Stored data entries
━━━━━━━━━━━━━━━━━━━━
PR #255, opened 2020-03-31
MAE-227: Update Recurring Contribution Start Date on Cycle Day Change

MiyaNoctem:
## Overview
When Cycle Day of a recurring contribution is changed, its start date is not updated.

## Before
Changing the cycle day did not update the recurring contribution's start date.

## After
Changing the cycle day will recalculate the start date, based on the new cycle day.

## Notes
The file CRM/MembershipExtras/Hook/PostProcess/UpdateSubscription.php had wrong line endings. I separated the line-endings fix in a different commit, and added a second commit with just the fixes done to update the recurring contribution's start date, to facilitate review.

### DIFF
--- a/CRM/MembershipExtras/Hook/PostProcess/UpdateSubscription.php
+++ b/CRM/MembershipExtras/Hook/PostProcess/UpdateSubscription.php
@@ -79,10 +79,7 @@ class CRM_MembershipExtras_Hook_PostProcess_UpdateSubscription {
       $params['next_sched_contribution_date'] = $this->nextContributionDate;
 
       $firstInstallment = $this->getFirstInstallment();
-      $isInstallmentPending = $firstInstallment['contribution_status'] == 'Pending';
-      $isReceiveDateInFuture = !$this->isReceiveDateInThePast($firstInstallment);
-
-      if ($isInstallmentPending && $isReceiveDateInFuture) {
+      if ($firstInstallment['contribution_status'] == 'Pending') {
         $params['start_date'] = $firstInstallment['receive_date'];
       }
     }
--- a/CRM/MembershipExtras/Hook/PostProcess/UpdateSubscription.php
+++ b/CRM/MembershipExtras/Hook/PostProcess/UpdateSubscription.php
@@ -75,9 +75,28 @@ class CRM_MembershipExtras_Hook_PostProcess_UpdateSubscription {
 
     if ($this->isUpdatedCycleDate()) {
       $params['next_sched_contribution_date'] = $this->nextContributionDate;
+      $params['start_date'] = $this->calculateNewStartDate();
     }
 
     civicrm_api3('ContributionRecur', 'create', $params);
+  }
+
+  /**
+   * Calculates the new start date for the recurring contribution.
+   *
+   * Uses cycle day to calculate the start date for the contribution.
+   *
+   * @return string
+   */
+  private function calculateNewStartDate() {
+    $formValues = $this->form->exportValues();
+    $currentStartDate = new DateTime($this->recurringContribution['start_date']);
+
+    $newStartDate = new DateTime(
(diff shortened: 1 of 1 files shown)


CRM/MembershipExtras/Hook/PostProcess/UpdateSubscription.php
```diff
@@ -75,11 +75,30 @@ private function updateRecurringContribution() {
...
 
+  /**
+   * Calculates the new start date for the recurring contribution.
+   *
+   * Uses cycle day to calculate the start date for the contribution.
+   *
+   * @return string
+   */
+  private function calculateNewStartDate() {
+    $formValues = $this->form->exportValues();
```
omarabuhussein: I left a note on the ticket saying that the frequency unit should also be taken into the account when doing the start date calculation from the cycle day.

CRM/MembershipExtras/Hook/PostProcess/UpdateSubscription.php
```diff
@@ -1,296 +1,331 @@
...
+    civicrm_api3('ContributionRecur', 'create', $params);
+  }
+
+  /**
+   * Obteins the start date of the first contribution.
+   *
+   * @return string
+   */
+  private function getReceiveDateOfFirstInstallment() {
+    $contributions = $this->getContributions();
```
omarabuhussein, line 90: you don't need to get all the contribution to filter out the first one, just alter the method to get the first one directly.

CRM/MembershipExtras/Hook/PostProcess/UpdateSubscription.php
```diff
@@ -1,296 +1,331 @@
...
+
```
omarabuhussein, line 91: also according to the  ticket new specs, the recur contribution start date should not necessarily get updated when updating the cycle day,  but only when all the contributions are in the future and are pending,

CRM/MembershipExtras/Hook/PostProcess/UpdateSubscription.php
```diff
@@ -1,296 +1,331 @@
...
+   *
+   * @throws \Exception
+   */
+  private function updateContribution($contribution, $instrumentID, $installmentNumber) {
+    if ($contribution['contribution_status'] != 'Pending') {
+      return;
+    }
+
+    $params = [];
+    if ($this->isUpdatedCycleDate() && !$this->isReceiveDateInThePast($contribution)) {
```
omarabuhussein, line 268: typo : the method name should be isUpdateCycle**Day** not isUpdateCycle**Date**

CRM/MembershipExtras/Hook/PostProcess/UpdateSubscription.php
```diff
@@ -1,296 +1,331 @@
...
+   * @param array $contribution
+   *
+   * @return bool
+   * @throws \Exception
+   */
+  private function isReceiveDateInThePast($contribution) {
+    $now = new DateTime();
+    $receiveDate = new DateTime($contribution['receive_date']);
+
+    if ($receiveDate < $now) {
```
omarabuhussein, line 298: you will probably need to rest the time here when comparing or otherwise you might get issues when the date = today date.

CRM/MembershipExtras/Hook/PostProcess/UpdateSubscription.php
MiyaNoctem: Dates are now calculated using the dates calculator, which uses cycle day.

CRM/MembershipExtras/Hook/PostProcess/UpdateSubscription.php
MiyaNoctem: `$this->getContributions()` is also used when updating installments. So I've brought into this method the call to API to obtain only the first contribution.

PR #256, opened 2020-04-01
MAE-242: Stop Showing Payment Plan Toggler on Submit Card Membership

MiyaNoctem:
## Overview
The memberships tab of a contact record has a 'Submit Credit Card Membership' button. Clicking it will open a form to use live payment methods to add a membership. 'Payment Plan' option is displayed. This is not supported for Credit card membership and only 'Contribution' option should be displayed here. 

## Before
The same form is used by CiviCRM to show both the offline and on-line membership creation forms. The only thing that distinguishes onw from the other is the use of a 'mode' variable that, in the case of Credit Card Memberships, will hold the value 'live'.

image

## After
Fix by checking the mode of the form, so that if it is 'live', the payment plan toggle functionality is not added at the buildForm stage.

image


jamienovick:
@MiyaNoctem is it possible to write a test for this functionality? If not can you explain why not and keep track for our discussion? thanks

MiyaNoctem:
@jamienovick , I've added the test. Will have Omar check now.

PR #258, opened 2020-04-09
MAE-263: Prevent completing the contribution from the contribution edit form

omarabuhussein:
## Before

Users could complete a single contribution mainly using two methods, either from the contribution edit form or using the "Record payment" option, And since civicrm core runs different code for each method that is becoming sometimes annoying to support both ways, so we decided to minimize the ways in which users can complete contributions so they can now only use the "Record Payment" option to complete contributions.

aaaadd

 

## After
If the the contribution status is Pending, then you cannot change it to Completed.

dadsdsdas

### DIFF
--- a/CRM/MembershipExtras/Hook/BuildForm/ContributionEdit.php
+++ b/CRM/MembershipExtras/Hook/BuildForm/ContributionEdit.php
@@ -1,0 +1,13 @@
+<?php
+
+class CRM_MembershipExtras_Hook_BuildForm_ContributionEdit {
+
+  public function buildForm() {
+    $this->addPreventCompletingContributionJSFile();
+  }
+
+  private function addPreventCompletingContributionJSFile() {
+    CRM_Core_Resources::singleton()->addScriptFile('uk.co.compucorp.membershipextras', 'js/preventCompletingContribution.js');
+  }
+
+}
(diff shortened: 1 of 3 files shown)


CRM/MembershipExtras/Hook/BuildForm/ContributionEdit.php
```diff
@@ -0,0 +1,31 @@
...
+  }
+
+  /**
+   * Appends another template to the
+   * core contribution edit form template
+   * to allow for modifications to
+   * core template.
+   */
+  private function appendModificationTemplate() {
+    CRM_Core_Region::instance('page-body')->add([
```
MiyaNoctem, line 26: Since this will only have javascript code, do you think it may be better to use something like this instead?

```php
CRM_Core_Resources::singleton()->addScriptFile('uk.co.compucorp.membershipextras', 'js/preventCompletingContribution.js');
```

templates/CRM/Contribute/Form/ContributionModifications.tpl
```diff
@@ -0,0 +1,12 @@
+<script type="text/javascript">
+  {literal}
+  preventChangingStatusFromPendingToCompleted();
```
MiyaNoctem, line 3: Do we need to wrap this in document.ready() event?

ie.
```js
CRM.$(function($) {
  preventChangingStatusFromPendingToCompleted();
});
```

PR #260, opened 2020-04-16
MAE-271: Fix Removal of Multiple Donation Items from a Plan

MiyaNoctem:
## Overview
Removal would only work if there was a single line that was not a membership, on the payment plan.

## Before
When there were multiple lines, the system did not have a reliable way to identify the line that should be removed, thus it chose to skip it, and no lines would be removed from any of the contributions.

## After
Fixed by adding more details to identify the line, and removing the first line found if several meet the criteria. Criteria being used to search for the line item was:

- 'entity_table',
- 'contribution_id'
- 'entity_id'
- 'price_field_id'
- 'price_field_value_id'

I've added:
- 'financial_type_id'
- 'qty'
- 'unit_price'

This way we can better zero-in on the line item that needs to be deleted. This may still yield more than one line item, but as discussed with @jamienovick, we can assume if lines meet all this criteria, they can be treated as equivalent, and thus any of the lines can be removed.

### DIFF
--- a/CRM/MembershipExtras/Form/RecurringContribution/RemoveLineItems.php
+++ b/CRM/MembershipExtras/Form/RecurringContribution/RemoveLineItems.php
@@ -291,7 +291,7 @@ class CRM_MembershipExtras_Form_RecurringContribution_RemoveLineItems extends CR
         'entity_id' => $entityID,
         'price_field_id' => $this->recurringLineItemData['price_field_id'],
         'price_field_value_id' => $this->recurringLineItemData['price_field_value_id'],
-        'financial_type_id' => $this->recurringLineItemData['price_field_value_id'],
+        'financial_type_id' => $this->recurringLineItemData['financial_type_id'],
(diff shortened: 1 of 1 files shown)


jamienovick:
@MiyaNoctem I don't think I said
"since as long as the financial type and amounts match, it doesn't matter what line is removed"

I said, that as long as all the data fields are the same. Are there any other fields that maybe different on the lines other than those two fields?

Thanks

MiyaNoctem:
@jamienovick ,

I was oversimplifying for the sake of brevity, as this is the complete list of attributes that need to match:

- 'entity_table',
- 'contribution_id'
- 'entity_id'
- 'price_field_id'
- 'price_field_value_id'
- 'financial_type_id'
- 'qty'
- 'unit_price'

But most of those fields were already being used before to search for the line item, I just had to add financial_type, qty and unit_price, as we did discuss the label should not be used. I've updated the PR description to leave this clearer, though.

PR #263, opened 2020-04-22
MAE-262: Update Readme With Details About CiviCRM Patches

MiyaNoctem:
## Overview
We need to update readme files with the details on CiviCRM patches, which ones we're maintaining and why.

## Before
Readme implied any ol' CiviCRM after v4.7.x could be used, which is not true for the new version of the extension.

## After
Updated Readme with a section explaining wht versions of patched CiviCRM can bes used, provided links to download, and explained the nature of each patch.

The current state (after changes) of the readme file can be seen here:

https://github.com/compucorp/uk.co.compucorp.membershipextras/blob/262/readme.md

### DIFF
--- a/readme.md
+++ b/readme.md
@@ -24,19 +24,44 @@ This will allow staff to modify a members benefits during the current membership
 CiviCRM has support for many payment processors, including several Direct Debit payment processors. With these “online” payment processors, when the membership comes to renew, the logic is actually managed by the payment processor in order to renew the membership and take next years payment. CiviCRM doesn’t however have any functionality for memberships where the payment is “offline” i.e. some Direct Debit processes or where you invoice clients in advance of receiving the payment. With Membership extras CiviCRM now fully supports offline automated renewal including sending email notifications with invoices for payment. We also have created a new offline batch direct debit export module which allows for full management of high volume direct debits through export processes.
 
 ## How do I get Membership Extras?
-Membership Extras is designed to work with CiviCRM 4.7.x or 5.x plus. If you are on an earlier version of CiviCRM, you will need to upgrade your site first or contact info@compucorp.co.uk if you needs assistance to do so.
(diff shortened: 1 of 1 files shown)


readme.md
```diff
@@ -24,19 +24,44 @@ This will allow staff to modify a members benefits during the current membership
...
 
 ## How do I get Membership Extras?
-Membership Extras is designed to work with CiviCRM 4.7.x or 5.x plus. If you are on an earlier version of CiviCRM, you will need to upgrade your site first or contact info@compucorp.co.uk if you needs assistance to do so.
+Membership Extras is designed to work with a patched version CiviCRM 5.19.4 plus. If you are on an earlier version of CiviCRM, you will need to upgrade your site first or contact info@compucorp.co.uk if you need assistance to do so.
```
omarabuhussein, line 27: we are currently testing on v5.24.4 , and it is the version we are supporting for next release , so I don't think  we need to include the others since there is no guarantee that they will still work.

readme.md
```diff
@@ -24,19 +24,44 @@ This will allow staff to modify a members benefits during the current membership
...
+
+#### Patch #2: Prevent Taxes to be Recalculated and Added to Membership Fee Each Time a Validation Fails
+There is a known bug in CiviCRM, tracked [here](https://lab.civicrm.org/dev/core/issues/778), where when creating a membership and clicking save, if a validation fails (say for example if the user skipped a required field), taxes would be recalculated and added again to the membership's fee. So, for example, if a membership's price was $100 with a 10% tax, the full price would be calculated to $110 before saving the membership. After the first validation error, the price would be recalculated to $121, then to $133.10 on the second failed validation, and so on every time the validation failed.
+
+Our patch fixes this by making sure every time the validation fails, the membership's fee without tax is used to calculate taxes. This is a temporary fix, though, as CiviCRM core team has laid down new groundwork on which we can base a more permanent solution that can be part of CiviCRM core in the near future.
+
+The PR with the bug fix can be seen [here](https://github.com/civicrm/civicrm-core/pull/15895).
+
+### If I am a user
```
omarabuhussein, line 56: I think we need to include that `Update Membership Statuses` scheduled job should be enabled.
━━━━━━━━━━━━━━━━━━━━
_EXERCISE BRIEF_
Go through the data above and copy each line in which "long" appears.

_SOLUTION TO THE PROBLEM_
"since as long as the financial type and amounts match, it doesn't matter what line is removed"
I said, that as long as all the data fields are the same. Are there any other fields that maybe different on the lines other than those two fields?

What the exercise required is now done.